The libretto, Weisman explained, was spun off from a Kafka fable, transplanted to the underside of the contemporary United States.
“And the part?”
But Mr. Weisman didn’t know anything about the part. He didn’t even know the name of the character. Perhaps Jonah didn’t understand: This was the lead, in a premiere of a new piece by a major composer, a piece that had electrified Hamburg audiences for a whole year.
What was with all the questions? A singer could sing rings around Gabriel, score triumph after triumph at midsized opera houses, be sleeping with Saint Cecilia herself, and would still have to count such an offer as the lucky break of a lifetime.
But Jonah wanted to see a score before committing. It seemed a reasonable precaution. After years of struggling with borderline stage fright, I was reduced to terror even thinking about Jonah taking on something this size in front of that many people. Some part of me hoped that by asking for a score, he’d irritate the producers so much that they’d withdraw the offer. For that matter, the country itself might fall apart before the score actually arrived.
But the United States hung on for another few weeks, and Jonah got his copy of The Visitation to peruse. We spent a marvelous two days reading through it. I’ll have that pleasure to answer for, at day’s end. God forgive me, but I always enjoyed sight-singing. Jonah was a wonder to watch, breezing all the parts as I plunked out a two-hand reduction. The score had everything: serialism, polytonality, jazz — a wild grab bag of sounds, purely American. “Crazed Quotations,” Jonah said at one point, the two of us sitting shoulder-to-shoulder on the piano bench. “Just like the folks used to play.”
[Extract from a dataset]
PR #1692, opened 2019-02-21
Uppercase class name

yang-zhang:


stas00:
Thank you, @yang-zhang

And its story, Kafka aside, was pure American, as well. A young sensualist university student is arrested and forced to stand a surreal trial for mysterious crimes he has no knowledge of committing. He’s found guilty and then lynched. The man is never named. Throughout the score, he’s identified only as “the Negro.”
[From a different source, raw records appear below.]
PR #1696, opened 2019-02-21
final report on this_tests calls missing

Benudek:

### DIFF
--- a/fastai/gen_doc/doctest.py
+++ b/fastai/gen_doc/doctest.py
@@ -16,7 +16,7 @@ class TestAPIRegistry:
     api_tests_map     = defaultdict(list)
     some_tests_failed = False
     has_this_tests = None
-    failed_tests = set()
+    missing_this_tests = set()
 
     @staticmethod
     def this_tests(*funcs):
@@ -35,33 +35,34 @@ class TestAPIRegistry:
             else:
                 raise Exception(f"'{func}' is not in the fastai API")
         try: 
-            TestAPIRegistry.failed_tests.remove(TestAPIRegistry.has_this_tests) 
+            missing_this_test = 'file: '+ relative_test_path(filename) + ' / test: ' + test_name
+            TestAPIRegistry.missing_this_tests.remove(missing_this_test) 
         except:
             None
         TestAPIRegistry.has_this_tests = None
 
-    def this_tests_flag_on(item):
-        TestAPIRegistry.has_this_tests = item.name
-        ## to do: get fully qualifed name from item.name & then find filename. place in dictionary
-        TestAPIRegistry.failed_tests.add(TestAPIRegistry.has_this_tests)
+    def this_tests_flag_on(filename, test_name):
+        TestAPIRegistry.has_this_tests = test_name
+        missing_this_test = 'file: '+ filename + ' / test: ' + test_name
+        TestAPIRegistry.missing_this_tests.add(missing_this_test)
        
     def tests_failed(status=True):
         TestAPIRegistry.some_tests_failed = status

We read our way through, realization hitting early. Neither of us felt much need to talk about it. He’d probably made up his mind before the end of the first act. But we read all the way through without Jonah making any sign. I didn’t know which way to hope. When we got through the last system of staves, he announced, “Well, Mule, that’s that.”
“It’s good music,” I said.
“Oh, the music’s wonderful. A few real showcase moments.”
“It…might be important.” I don’t know why I bothered saying anything.
“ Important, Mule?” He circled for the kill. “Important musically? Or important socially?” He gave the word a pitch that wasn’t quite contempt. Contempt would have betrayed too much interest.
“It’s timely.”
“ Timely?What the hell’s that supposed to mean, Mule?”
“It’s about civil rights.”
“Is it? I knew it had to be about something.”
“It’s sexy.” The only word that gave him pause.
“There is that.” He teetered, as if considering asking Mr. Weisman to find out whom he’d be playing opposite. Then all compromise crumbled, and he was whole again. “No way. No way in creation.”